The Schwartz's theorem extablishes that, given an f(x.y), if in some $\displaystyle (x_{0},y_{0})$ the partial derivatives $\displaystyle f^{''}_{xy}$ and $\displaystyle f^{''}_{yx}$ both exist and are continuos, then $\displaystyle f^{''}_{xy} (x_{0},y_{0})= f^{''}_{yx} (x_{0},y_{0})$. If f(x,y) is a polynomial, then the condition is satisfied...
Kind regards
$\displaystyle \chi$ $\displaystyle \sigma$
By definition a polynomial in the variables x abd y is a function that contains only sums, multiplications and powers of the variables.

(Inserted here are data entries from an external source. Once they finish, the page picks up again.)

PR #4446, opened 2025-06-05
E2E on Windows (stub)

pbchekin:
A new GitHub workflow "E2E on Windows". The workflow currently does nothing. This PR needs to be merged in main to enable running the workflow manually. All work will be done in the following PRs.

### DIFF
--- a/.github/workflows/pip-test-windows.yml
+++ b/.github/workflows/pip-test-windows.yml
@@ -45,10 +45,6 @@ jobs:
       - windows
       - ${{ inputs.runner_label || 'a770' }}
     steps:
-      - name: Enable long paths
-        run: |
-          git config --system core.longPaths true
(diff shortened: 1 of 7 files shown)


kwasd (approved):

.github/workflows/pip-test-windows.yml
```diff
@@ -45,10 +45,6 @@ jobs:
       - windows
       - ${{ inputs.runner_label || 'a770' }}
     steps:
-      - name: Enable long paths
```
anmyachev, line 48: @pbchekin just wondering why?

pbchekin: We enable long paths for git system-wide when provision Windows runners, so this step is no longer required.

PR #4449, opened 2025-06-06
Add e2e timeout

kwasd:
This, when used with ignore_errors, unblocks CI for ARL platforms.

Behaves as expected, however does not work correctly when handled with `timeout-minutes` set for a step (tried for 72d098f410d3339de8efdf3f12291d5d2bab2c83), so it is implemented using GNU coreutils timeout.


kwasd:
Behaves as expected, however does not work correctly when handled with `timeout-minutes` set for a step (tried for 72d098f410d3339de8efdf3f12291d5d2bab2c83)

.github/workflows/build-test-reusable.yml
```diff
@@ -366,6 +366,7 @@ jobs:
           dest: ${{ steps.pip-cache.outputs.dest }}
 
       - name: Upload test reports
+        if: success() || ${{ inputs.ignore_errors }}
```
pbchekin: Why is this required? Looks like step "Run E2E test" will not fail if inputs.ignore_errors is true.

.github/workflows/build-test-reusable.yml
```diff
@@ -377,6 +378,7 @@ jobs:
     runs-on:
       - linux
     needs: integration-tests
+    if: success() || ${{ inputs.ignore_errors }}
```
pbchekin: Why is this required? Looks like step "Run E2E test" will not fail if inputs.ignore_errors is true.

.github/workflows/build-test-reusable.yml
```diff
@@ -356,7 +356,7 @@ jobs:
       - name: Run E2E test
         if: matrix.suite == 'rest'
         run: |
-          ${{ env.TRITON_TEST_CMD }} --inductor
+          timeout -s KILL 60m ${{ env.TRITON_TEST_CMD }} --inductor || ${{ inputs.ignore_errors }}
```
pbchekin: Note there is `--timeout=4800` (https://github.com/intel/intel-xpu-backend-for-triton/blob/main/scripts/test-triton.sh#L477). May be you want to adjust that timeout first?

kwasd: Looks like it is just does not work in this case: a process just hangs until workflow does not timeout.

pbchekin: > Note there is `--timeout=4800`

This timeout is in seconds.

kwasd:
```suggestion
          timeout -s KILL 4900 ${{ env.TRITON_TEST_CMD }} --inductor || ${{ inputs.ignore_errors }}
```

Even with timeout=300, it hangs until cancelled in 12 hours, but dies if SIGKILL sent externally. Maybe it is reasonable to set SIGKILL timer to `timeout+100` to allow either internal timeout with teardown, or external SIGKILL as a fallback.

pbchekin: OK

pbchekin: There is still unanswered question about `success() || ${{ inputs.ignore_errors }}`

kwasd: Yes, I am rechecking something :)

.github/workflows/build-test-reusable.yml
kwasd: My intention in both cases was to allow optional (when `ignore_errors` is `true`) partial pass rate reporting, if any of parallelized jobs failed. However, it does not work as expected (anyway skipping the job), so I'll removing both changes.

pbchekin (approved):

PR #4451, opened 2025-06-06
Remove use of `strncat` to fix warnings

anmyachev:


anmyachev:
> Fine w/ me if it works. Wonder why the 1024 size limit existed previously - do you know?

Don't know, but `PyErr_SetString` shouldn't have this limitation according to docs: https://docs.python.org/3.9/c-api/exceptions.html#c.PyErr_SetString.

Maybe it was easier this way, since other drivers don't use c++.

PR #4193, opened 2025-05-14
Introduce Subgroup 2D Block Encoding

alexbaden:
Add a new layout to describe the tensor layout with respect to the GPU compute hierarchy (register, lane, warp, block). This PR introduces the layout and adds its definition and basic functions to the Triton Intel GPU Dialect. The conversion to Linear Layout function has been added and unit tested through an Intel specific `LinearLayoutConversionsTest`. The layouts are unpacked - each register is assumed to be the size of the tensor type. However, the layout generation follows the convention described in https://github.khronos.org/SPIRV-Registry/extensions/INTEL/[SPV_INTEL_2d_block_io](https://github.khronos.org/SPIRV-Registry/extensions/INTEL/SPV_INTEL_2d_block_io.html).html. While there may be some bugs, the goal is for any valid operation described in the SPIRV extension to be represented correctly with this layout. 

Currently the layout is unused other than for linear layout conversion testing purposes. I plan to leave this PR in draft until I have replaced the `block_io` attribute on the load ops with this layout - and then I plan to replace the linear layout code I added to `LoadStoreOpToLLVM.cpp`. That second task might prove challenging since I think the DPAS layouts do sometimes incorporate register packing schemes into the layout - but looking at the upstream layouts for NVIDIA and AMD MMA, specific packing is an implementation detail and not represented as part of the high-level layout encoding. 

cc #4192

PR #4461, opened 2025-06-08
Move tile size computation for subgroup 2d block io encoding 

alexbaden:
Moves the tile size computation from LLVM lowering to a static method on the Subgroup 2D block encoding layout. This allows us to create the layout with the desired tile sizes at a higher level in the pass hierarchy. Moving this functionality now allows us to test using the existing layouts and lowering, ensuring no regressions. 

There is some cleanup that could be done but I opted for generic objects for now (e.g. `SmallVector`) for flexibility. 

~Depends on #4193 (will get a lot cleaner once that is merged, only the latest commit is relevant for this PR).~


alexbaden:
Performance sensitive code, started benchmarks run: https://github.com/intel/intel-xpu-backend-for-triton/actions/runs/15524842954

alexbaden:
No change in benchmarks: https://benchmarks.glados.intel.com/d/1pXX4hUSz/microbenchmarks?orgId=1&var-tag=ci%7Cpr4462a&var-table=ci&var-bench=All&var-device=All&var-compiler=All&var-backend=All&var-baseline_backend=cutlass-ci-Max%201550&var-target_backend=cutlass-ci-Max%201550&var-okr_device=All

chengjunlu (approved):

PR #4468, opened 2025-06-09
[optimize-dot-operands]: Fuse load and trans operations - part 2

etiotto:
This PR enhances the new transformation pass aimed at fusing `tt.load` and `tt.trans` operations. Specifically it adds support for loop carried arguments used (possibly transitively) by the candidate `tt.load` that should be fused with a `tt.trans`. 
Example:
```
    %10 = tt.make_tensor_ptr %arg1, [%c1024_i64, %c1_i64], [%c1_i64, %c1024_i64], [%c0_i32, %c0_i32] {order = array<i32: 1, 0>} : <tensor<256x32xbf16, #linear>>
    %13:3 = scf.for %arg3 = %c0_i32 to %c1024_i32 step %c32_i32 iter_args(%arg4 = %cst, %arg5 = %c0_i32, %arg6 = %10) -> (tensor<256x256xf32, #mma>, i32, !tt.ptr<tensor<256x32xbf16, #linear>>) : i32 {
      %17 = tt.advance %9, [%c256_i32, %arg5] : <tensor<256x32xbf16, #ttg.dot_op<{opIdx = 0, parent = #mma, kWidth = 1}>>>
      %18 = tt.load %17 {boundaryCheck = array<i32: 0, 1>, ttig.block_io = "row_major"} : !tt.ptr<tensor<256x32xbf16, #ttg.dot_op<{opIdx = 0, parent = #mma, kWidth = 1}>>>
      %19 = tt.advance %arg6, [%c16_i32, %arg5] : <tensor<256x32xbf16, #linear>>
      %20 = tt.load %19 {boundaryCheck = array<i32: 0, 1>, ttig.block_io = "column_major"} : !tt.ptr<tensor<256x32xbf16, #linear>>
      %21 = tt.trans %20 {order = array<i32: 1, 0>} : tensor<256x32xbf16, #linear> -> tensor<32x256xbf16, #ttg.dot_op<{opIdx = 1, parent = #mma, kWidth = 2}>>
      %22 = tt.dot %18, %21, %arg4, inputPrecision = tf32 : tensor<256x32xbf16, #ttg.dot_op<{opIdx = 0, parent = #mma, kWidth = 1}>> * tensor<32x256xbf16, #ttg.dot_op<{opIdx = 1, parent = #mma, kWidth = 2}>> -> tensor<256x256xf32, #mma>
      %23 = arith.addi %arg5, %c32_i32 : i32
      scf.yield %22, %23, %19 : tensor<256x256xf32, #mma>, i32, !tt.ptr<tensor<256x32xbf16, #linear>>
    }
```    
Here the load `%20` is a candidate for fusion with the `tt.trans` operation.  The pointer argument used by the candidate load (`%19`) is produced by a `tt.advance` operation which uses the loop carried pointer `%arg6`.

### DIFF
--- a/third_party/intel/lib/TritonIntelGPUTransforms/OptimizeDotOperands.cpp
+++ b/third_party/intel/lib/TritonIntelGPUTransforms/OptimizeDotOperands.cpp
@@ -231,6 +231,8 @@ private:
       if (isa<scf::IfOp>(user))
         return false;
 
+      [[maybe_unused]] Operation *oldCurrentOp = currentOp;
+
       // Find the next operation in the def-use chain inside the loop body.
       if (auto loopOp = dyn_cast<LoopLikeOpInterface>(user)) {
         for (auto [arg, init] :
@@ -244,6 +246,8 @@ private:
           }
         }
       }
+
+      assert(currentOp != oldCurrentOp && "Infinite loop detected!");
     }
 
     return true;


etiotto:
No regressions in the microbenchmarks: https://benchmarks.glados.intel.com/d/1pXX4hUSz/microbenchmarks?orgId=1&var-tag=ci%7Cpr4468&var-table=ci&var-bench=All&var-device=All&var-compiler=All&var-backend=All&var-baseline_backend=cutlass-ci-Max%201550&var-target_backend=cutlass-ci-Max%201550&var-okr_device=All

test/TritonIntelGPU/dot-operands.mlir
```diff
@@ -68,3 +64,147 @@ module attributes {"ttg.num-ctas" = 1 : i32, "ttg.num-warps" = 32 : i32, "ttg.th
...
+  // CHECK: tt.trans
+}
+
+// -----
+
+#blocked = #ttg.blocked<{sizePerThread = [1, 4], threadsPerWarp = [1, 16], warpsPerCTA = [8, 4], order = [1, 0]}>
+#linear = #ttg.linear<{register = [[0, 1], [0, 2], [0, 4], [0, 8], [16, 0], [0, 16], [128, 0]], lane = [[1, 0], [2, 0], [4, 0], [8, 0]], warp = [[32, 0], [64, 0], [0, 0], [0, 0], [0, 0]], block = []}>
+#mma = #ttig.dpas<{repeatCount = 8, systolicDepth = 8, executionSize = 16, opsPerChan = 2, threadsPerWarp = 16, warpsPerCTA = [8, 4], repCluster = [4, 2], A = [32, 16], B = [16, 32], C = [32, 32]}>
+module attributes {"ttg.num-ctas" = 1 : i32, "ttg.num-warps" = 32 : i32, "ttg.threads-per-warp" = 16 : i32, ttig.support_sg_2d_block} {
+  // COM: Ensure load is not fused with transpose if there are multiple users in the loop body.
```
whitneywhtsang: It is unclear multiple users of what, you may want to clarify that.

third_party/intel/lib/TritonIntelGPUTransforms/OptimizeDotOperands.cpp
```diff
@@ -43,27 +45,39 @@ namespace {
...
 public:
-  using OpRewritePattern::OpRewritePattern;
+  FuseTransWithLoad(tt::FuncOp funcOp) : funcOp(funcOp) {}
 
-  LogicalResult matchAndRewrite(tt::TransOp transOp,
-                                PatternRewriter &rewriter) const override {
-    if (!isCandidate(transOp))
-      return failure();
+  void run() {
+    funcOp.walk([&](tt::TransOp transOp) {
```
whitneywhtsang: Given that we are actually iterating through the `TransOp`, should we do the module walk on `TransOp` instead of `FuncOp`?

third_party/intel/lib/TritonIntelGPUTransforms/OptimizeDotOperands.cpp
```diff
@@ -162,74 +159,225 @@ class FuseTransWithLoad : public OpRewritePattern<tt::TransOp> {
...
+      }
+
+      SmallVector<Operation *> users(op->getUsers());
+      if (users.size() > 2 || llvm::none_of(users, [](Operation *op) {
+            return isa<scf::YieldOp>(op);
+          })) {
+        return false;
+      }
+
+      auto yieldOp = cast<scf::YieldOp>(*llvm::find_if(
```
whitneywhtsang: is it possible to have a code pattern that look something like below?

```
y = for:
  op
   x = if:
      yield op
  use x
  yield y
```

third_party/intel/lib/TritonIntelGPUTransforms/OptimizeDotOperands.cpp
etiotto: I thought about it, both ways are fine but yes we could do the walk over the module and perhaps save a bit in compile time (although in Triton there is generally only one function (the kernel) due to inlining.

third_party/intel/lib/TritonIntelGPUTransforms/OptimizeDotOperands.cpp
etiotto: Yes it is possible to have `scf::yield` terminating the `scf::ForOp` and the `scf::IfOp`.  I will try the code on that pattern and fix problems if I found any.

test/TritonIntelGPU/dot-operands.mlir
etiotto: clarified

third_party/intel/lib/TritonIntelGPUTransforms/OptimizeDotOperands.cpp

alexbaden:
If I understand the problem correctly, we are trying to rewrite the original `MakeTensorPtr` load to be transposed because we cannot "see through" the trans op when lowering our `Load` Op from TTGPU IR to LLVM. 
I had a similar problem where I needed to rewrite the type of a `MakeTensorPtr` and struggled to think up all the different combinations of IR (e.g. Whitney's comment above, also the case where you have a `MakeTensorPtr` with multiple descendant loads, some transposed and some not, etc). I did some poking around and on the advice of Jeff from OpenAI looked at the NVIDIA  pass to optimize tensor descriptor encodings - https://github.com/intel/intel-xpu-backend-for-triton/blob/main/lib/Dialect/TritonNvidiaGPU/Transforms/OptimizeDescriptorEncoding.cpp. This pass is doing roughly the same thing we want to do - change the type of a def-use chain - but involving tensor descriptors instead of tensor pointers. However, I was able to adapt it in #4463 to apply to tensor ptr to change the layout of a tensor ptr def-use chain from blocked to Subgroup 2D Block IO. The advantage to changing the type directly is you only have to handle the specific control flow operators (yield, for, if, etc) in isolation - you don't have to worry about downstream effects (because you are not rewriting the operator). 

That being said I wonder if we could resolve the original problem without changing the tensor ptr type. It might not be possible now since the only information carried about 2D block encoding is in the string attribute, but I think it might be possible to convey this info with the Subgroup 2D Block encoding layout in the future.

third_party/intel/lib/TritonIntelGPUTransforms/OptimizeDotOperands.cpp
etiotto: Done, fixed and added a lit test for this pattern.

third_party/intel/lib/TritonIntelGPUTransforms/OptimizeDotOperands.cpp
```diff
@@ -162,74 +158,223 @@ class FuseTransWithLoad : public OpRewritePattern<tt::TransOp> {
...
+
+  void propagateToLoop(Value newVal, Value origVal, LoopLikeOpInterface loopOp,
+                       Operation *sentinel) {
+    assert(sentinel && sentinel != loopOp && "Unexpected sentinel kind");
+    LLVM_DEBUG({
+      llvm::dbgs() << "In " << __func__ << "\n";
+      llvm::dbgs() << "newVal: " << newVal << "\n";
+    });
+
+    for (auto [initArg, rgnInitArg, yieldVal, loopRes] :
```
whitneywhtsang: yieldVal is not used.

etiotto: removed

third_party/intel/lib/TritonIntelGPUTransforms/OptimizeDotOperands.cpp
```diff
@@ -162,74 +158,222 @@ class FuseTransWithLoad : public OpRewritePattern<tt::TransOp> {
...
+          Value initArg = forOp.getInitArgs()[arg.getArgNumber() - 1];
+          if (initArg == currentOp->getResult(0)) {
+            if (!arg.hasOneUse())
+              return false;
+
+            currentOp = *arg.getUsers().begin();
+            break;
+          }
+        }
+      }
```
whitneywhtsang, line 248: it is possible that currentOp is not updated, and the while loop becomes an infinite loop.

third_party/intel/lib/TritonIntelGPUTransforms/OptimizeDotOperands.cpp
```diff
@@ -162,74 +158,222 @@ class FuseTransWithLoad : public OpRewritePattern<tt::TransOp> {
...
+
+      // Update the yield's parent operation result type.
+      Operation *parentOp = yieldOp->getParentOp();
+      for (OpResult res : parentOp->getOpResults()) {
+        int resNum = res.getResultNumber();
+        if (resNum == opNum)
+          res.setType(newVal.getType());
+      }
```
whitneywhtsang:
```suggestion
      OpResult res = parentOp->getOpResult(opNum);
      res.setType(newVal.getType());
```

third_party/intel/lib/TritonIntelGPUTransforms/OptimizeDotOperands.cpp
```diff
@@ -162,74 +158,222 @@ class FuseTransWithLoad : public OpRewritePattern<tt::TransOp> {
...
+      return;
     }
 
-    llvm_unreachable("Unexpected user");
-    return nullptr;
+    if (auto forOp = dyn_cast<scf::ForOp>(user))
+      return propagateToLoop(newVal, origVal, forOp, sentinel);
+  }
```
whitneywhtsang, line 349: add unreachable?

third_party/intel/lib/TritonIntelGPUTransforms/OptimizeDotOperands.cpp
etiotto: Modified to code to handle al loop "like" operations, and scf::IfOp.

third_party/intel/lib/TritonIntelGPUTransforms/OptimizeDotOperands.cpp

whitneywhtsang (approved):

PR #3471, opened 2025-02-20
[UT] enable common loop fusion optimization

quintinwang5:
**FuseNestedLoopsPass** is a common pass independent with backend, so we just enable it in our backend.

PR #4472, opened 2025-06-10
Add new transformations to the pass pipeline

etiotto:
Adding new transformations to the Intel pass pipeline (already used by the NVidia pass pipeline)

### DIFF
--- a/third_party/intel/backend/compiler.py
+++ b/third_party/intel/backend/compiler.py
@@ -305,6 +305,12 @@ class XPUBackend(BaseBackend):
             intel.passes.ttgpuir.add_reduce_variable_liveness(pm)
 
         passes.ttgpuir.add_fuse_nested_loops(pm)
+
+        passes.common.add_canonicalizer(pm)
+        passes.ttir.add_triton_licm(pm)
+        passes.common.add_canonicalizer(pm)
+        passes.ttgpuir.add_combine_tensor_select_and_if(pm)
+
         passes.ttgpuir.add_optimize_thread_locality(pm)
         passes.ttgpuir.add_optimize_dot_operands(pm, True)
         passes.common.add_cse(pm)


etiotto:
No performance regression on microbenchmarks: https://benchmarks.glados.intel.com/d/1pXX4hUSz/microbenchmarks?orgId=1&var-tag=ci%7Cpr4472&var-table=ci&var-bench=All&var-device=All&var-compiler=All&var-backend=All&var-baseline_backend=cutlass-ci-Max%201550&var-target_backend=cutlass-ci-Max%201550&var-okr_device=All

third_party/intel/backend/compiler.py
```diff
@@ -305,6 +305,12 @@ def make_ttgir(mod, metadata, opt, properties):
             intel.passes.ttgpuir.add_reduce_variable_liveness(pm)
 
         passes.ttgpuir.add_fuse_nested_loops(pm)
+
+        passes.common.add_canonicalizer(pm)
+        passes.ttir.add_triton_licm(pm)
+        passes.common.add_canonicalizer(pm)
+        passes.ttgpuir.add_combine_tensor_select_and_if(pm)
+
```
whitneywhtsang, line 313: any reason why below two passes are not added?
```
            passes.ttgpuir.add_assign_latencies(pm, opt.num_stages)
            passes.ttgpuir.add_schedule_loops(pm)
```

third_party/intel/backend/compiler.py
```diff
@@ -305,6 +305,12 @@ def make_ttgir(mod, metadata, opt, properties):
             intel.passes.ttgpuir.add_reduce_variable_liveness(pm)
 
         passes.ttgpuir.add_fuse_nested_loops(pm)
+
+        passes.common.add_canonicalizer(pm)
+        passes.ttir.add_triton_licm(pm)
```
whitneywhtsang, line 310: FYI when adding `fuse_nested_loops` in https://github.com/intel/intel-xpu-backend-for-triton/pull/3471 before, the observation was adding `licm` and `canonicalizer` as NV has negative impact on our benchmarks' performance. Probably no longer the case given your performance measurements.

third_party/intel/backend/compiler.py
etiotto: yes, is safer to add passes in small steps.

third_party/intel/backend/compiler.py
etiotto: Yes the microbenchmarks did not show a performance degradation.

alexbaden:
I think it would be good to test inductor tests and PyTorch E2E benchmarks too.

third_party/intel/backend/compiler.py
whitneywhtsang: icic, fine with me.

This type of function has partial derivatives of all order continuos, so that the Schwartz's theorem [see my previous post...] can be applied...
Kind regards
$\displaystyle \chi$ $\displaystyle \sigma$
One way (without using Schwartz's Lemma): every polynomial $\displaystyle f(x,y)\in\mathbb{R}[x,y]$ can be written in the way
$\displaystyle f(x,y)=\sum_{i\geq 0,\;j\geq 0}a_{ij}x^iy^j$
where $\displaystyle i,j$ are integers and the coefficients $\displaystyle a_{ij}\in\mathbb{R}$ are finitely many non zero. Then,
$\displaystyle \frac{{\partial f}}{{\partial x}}=\sum_{i\geq 1,\;j\geq 0}ia_{ij}x^{i-1}y^j\;,\quad \frac{{\partial^2 f}}{{\partial x\partial y}}=\sum_{i\geq 1,\;j\geq 1}ija_{ij}{x^{i-1}y^{j-1}$
Now, find $\displaystyle \frac{{\partial^2 f}}{{\partial y\partial x}}$ and compare with $\displaystyle \frac{{\partial^2 f}}{{\partial x\partial y}}$ .